Ох, кажется, она окончательно во всем запуталась. Ей в жизни не разобраться в хитросплетениях этих отношений. Да ладно бы только отношения, но ведь она и в себе запуталась: к примеру вот не может она понять, нравится ей Герман или нет? Конечно, нравится, но... мама его вряд ли одобрит. И нужно ли слушать маму, если она все-таки не мама? Или все же мама? А та, другая, которая родила и которой Леночка не помнит, кто тогда? И Дарья Вацлавовна? И Милослав? Они же все здесь родственники!
Ну не все, Вельский и Шурочка точно чужие... кажется.
– Переезд произошел потому, что Дарье Вацлавовне вздумалось посмотреть на внучатую племянницу.
– И сделать ее наследницей, кинув и меня, и тебя, – влез Милослав.
Все-таки он Леночке не нравится, и дело не в том, что Милослав сидел за убийство и потом кого-то там обманул, дело во внешности, в облике, в ауре, от него исходящей. Тухловатая она.
– Возможно. Мы говорим о фактах, – жестко отрезал Герман. Не смотрит на нее? Почему? Что не так? Ну да, он думает, что Императрица теперь оставит состояние Леночке... а Леночке не надо чужого!
– Второй пункт, тот самый, который внес сумятицу и многое запутал, ибо к последующим событиям имел весьма и весьма отдаленное отношение. Смерть Лели. Если отбросить все, что случилось после, останется следующее: званый ужин, за которым присутствовали все жильцы, лекарство, таинственным образом исчезнувшее из квартиры, и собственно отравление, как процесс.
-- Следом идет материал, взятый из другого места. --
PR #2261, opened 2022-05-17
Add kopy plugin

giorgosdi:

### DIFF
--- a/plugins/kopy.yaml
+++ b/plugins/kopy.yaml
@@ -1,0 +1,46 @@
+apiVersion: krew.googlecontainertools.github.com/v1alpha2
+kind: Plugin
+metadata:
+  name: kopy
+spec:
+  version: v0.0.1
+  homepage: https://github.com/giorgosdi/kubectl-kopy
+  shortDescription: Copy a Kubernetes object between namespaces
+  Description: |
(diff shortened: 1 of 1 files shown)


ahmetb:

-----

Thanks for your patience!
/kind new-plugin

ahmetb:
Thanks for your submission. Since you've very recently authored this plugin, I'm hoping this feedback makes sense. We typically try to encourage composability of the plugins and kubectl. 

As you also noted in your repo, is your plugin basically a shorthand alias for:

    kubectl get KIND/NAME -n SRC --context SRC | kubectl neat | kubectl apply -f- -n DST --context DST

If so, I think we should probably not accept this plugin since it seems "copying" is a special case that can be achieved by  composing existing plugins with kubectl builtin commands. (For the record, `eksporter` plugin also exists and does nearly the same thing as `neat` plugin already.)

giorgosdi:
Hey Ahmet, thanks for the quick reply. Yeah you could say that it also works as an alias. The main reasoning behind this is to avoid these long piped command (i.e you need 3 of the to accomplish what kopy is doing with 1).

If you still believe that its derivative of these two plugins, then im happy for you to close the PR 😄

ahmetb:
/close 
since it's not a fit to the plugin model but more like an alias/bash func.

Идея ужина принадлежала Александру, порошок в тарелку проще всего было высыпать именно ему, повару, ну и максимальную выгоду данная смерть принесла опять же ему. Александр получил квартиру, фирму, некоторую сумму в банке и долгожданную свободу.
– Вы... Вы... Вы не смеете! – взвизгнул Шурочка. – Это оскорбительно! Это...
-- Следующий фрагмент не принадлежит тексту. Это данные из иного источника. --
PR #2263, opened 2022-05-17
Add crd-extractor to plugin

hadar-co:

### DIFF
--- a/plugins/crd-extractor.yaml
+++ b/plugins/crd-extractor.yaml
@@ -1,0 +1,27 @@
+apiVersion: krew.googlecontainertools.github.com/v1alpha2
+kind: Plugin
+metadata:
+  name: crd-extractor
+spec:
+  version: v0.0.1
+  homepage: https://github.com/datreeio/CRDs-catalog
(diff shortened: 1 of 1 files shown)


ahmetb:
I'm inclined to reject this because: 

1. This does not warrant a kubectl plugin. The operation at hand here is converting CRDs to jsonschema, which is not a day to day kubernetes operation that makes it a "kubectl" plugin, as we expect plugins to be enhancing kubectl experience. This is more like a small utility that targets CRD developers (e.g. kubebuilder tools are not kubectl plugins), so its audience is not general kubectl audience.

1. The program downloads and executes other programs on user's behalf, which is a big no-no for us.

– Это правда. Лекарство скорее всего вынесла именно Леля в последнюю нашу встречу, когда я сказал о том, что встреча последняя. Злость, обида и желание отомстить.
– Идиот, – прокомментировала Дарья Вацлавовна.
– Каюсь.
– Он спал с Лелей! – не успокаивался Шурочка. – Да, он с ней спал, а значит, он ее и убил! Он и никто другой, я лишь... я...
Он вдруг съежился, ставши и вовсе похожим на грязного, опустившегося гнома.
– Я боялся, что она уйдет. Я боялся, что она бросит меня, выгонит. И что тогда? Я любил Лелю и...
– И ненавидел, – закончила Дарья Вацлавовна. – Гремучая смесь и ненависть в конечном итоге победила. А флакон с лекарствами забрала Евгения, верно?
– Да... она... она случайно увидела. Сказала, что это очень опасное лекарство и... и нужно вернуть. Я отдал. Я боялся, что она расскажет, но нет, молчала. Я ждал, она молчала... улыбалась при встрече. И только с квартирой... потребовала.